── Exercise data

PR #3121, opened 2017-10-20
Fix entailment issues with skolems and matches

LiamGoodacre:
When verifying a substitution, if we see a skolem (that hasn't been
matched with itself) then it is unknown whether or not we might have a
match or be apart.

Combining a match with an unknown should be an unknown not a match.
I.e: knowing that one of two things match doesn't make the other one now
a match.

Added failing examples to catch these cases.

### DIFF
--- a/examples/failing/InstanceChainBothUnknownAndMatch.purs
+++ b/examples/failing/InstanceChainBothUnknownAndMatch.purs
@@ -1,0 +1,14 @@
+-- @shouldFailWith NoInstanceFound
+module InstanceChains.BothUnknownAndMatch where
+
+class Same l r o | l r -> o
+instance sameY :: Same t t @"Y" else instance sameN :: Same l r @"N"
+same :: forall l r o. Same l r o => l -> r -> @o
+same _ _ = @o
+
+-- for label `u`, `t ~ Int` should be Unknown
+-- for label `m`, `Int ~ Int` should be a match
+-- together they should be Unknown
+example :: forall t. @t -> @_
+example _ = same @(u :: t, m :: Int) @(u :: Int, m :: Int)
+
--- a/src/Language/PureScript/TypeChecker/Entailment.hs
+++ b/src/Language/PureScript/TypeChecker/Entailment.hs
@@ -138,13 +138,15 @@ data Matched t
   = Match t
   | Apart
   | Unknown
-  deriving (Eq, Show)
+  deriving (Eq, Show, Functor)
 
-bothMatched :: Matched () -> Matched () -> Matched ()
-bothMatched (Match _) (Match _) = Match ()
-bothMatched Unknown r = r
-bothMatched l Unknown = l
-bothMatched _ _ = Apart
+instance Monoid t => Monoid (Matched t) where
+  mempty = Match mempty
+
+  mappend (Match l) (Match r) = Match (l <> r)
+  mappend Apart     _         = Apart
+  mappend _         Apart     = Apart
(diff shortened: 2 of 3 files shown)


examples/failing/InstanceChainBothUnknownAndMatch.purs
```diff
@@ -0,0 +1,14 @@
+-- @shouldFailWith NoInstanceFound
+module InstanceChains.BothUnknownAndMatch where
+
+class Same l r o | l r -> o
+instance sameY :: Same t t @"Y" else instance sameN :: Same l r @"N"
```
paf31: Hmm, well there's the kind error again :(

paf31: Oh wait, no, I didn't see the proxy :)

examples/failing/InstanceChainBothUnknownAndMatch.purs
```diff
@@ -0,0 +1,14 @@
...
+same :: forall l r o. Same l r o => @l -> @r -> @o
+same _ _ = @o
+
+-- for label `u`, `t ~ Int` should be Unknown
+-- for label `m`, `Int ~ Int` should be a match
+-- together they should be Unknown
+example :: forall t. @t -> @_
+example _ = same @(u :: t, m :: Int) @(u :: Int, m :: Int)
```
paf31: But this _is_ a kind error, surely?

src/Language/PureScript/TypeChecker/Entailment.hs
```diff
@@ -585,10 +591,10 @@ mkContext = foldr combineContexts M.empty . map fromDict where
   fromDict d = M.singleton Nothing (M.singleton (tcdClassName d) (M.singleton (tcdValue d) d))
 
 -- | Check all pairs of values in a list match a predicate
-pairwiseAll :: (a -> a -> Bool) -> [a] -> Bool
-pairwiseAll _ [] = True
-pairwiseAll _ [_] = True
-pairwiseAll p (x : xs) = all (p x) xs && pairwiseAll p xs
+pairwiseAll :: (a -> a -> Matched ()) -> [a] -> Matched ()
```
paf31: This could use any monoid as the result, right?

src/Language/PureScript/TypeChecker/Entailment.hs
```diff
@@ -518,42 +520,46 @@ matches deps TypeClassDictionaryInScope{..} tys =
...
-    both (b1, m1) (b2, m2) = (bothMatched b1 b2, M.unionWith (++) m1 m2)
+    both (b1, m1) (b2, m2) = (b1 <> b2, M.unionWith (++) m1 m2)
 
     -- Ensure that a substitution is valid
-    verifySubstitution :: Matching [Type] -> Maybe (Matching [Type])
-    verifySubstitution = traverse meet where
-      meet ts | pairwiseAll typesAreEqual ts = Just ts
-              | otherwise = Nothing
+    verifySubstitution :: Matching [Type] -> Matched (Matching [Type])
+    verifySubstitution mts = foldMap meet mts $> mts where
```
paf31: This is nice :)

examples/failing/InstanceChainBothUnknownAndMatch.purs
LiamGoodacre: Note to readers: when this comment was made, `same` had type `forall l r o. Same l r o => @l -> @r -> @o`.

────

Scan the records for the word "that". Copy each line where it turns up.

■ **Problem solution**
When verifying a substitution, if we see a skolem (that hasn't been
I.e: knowing that one of two things match doesn't make the other one now
     -- Ensure that a substitution is valid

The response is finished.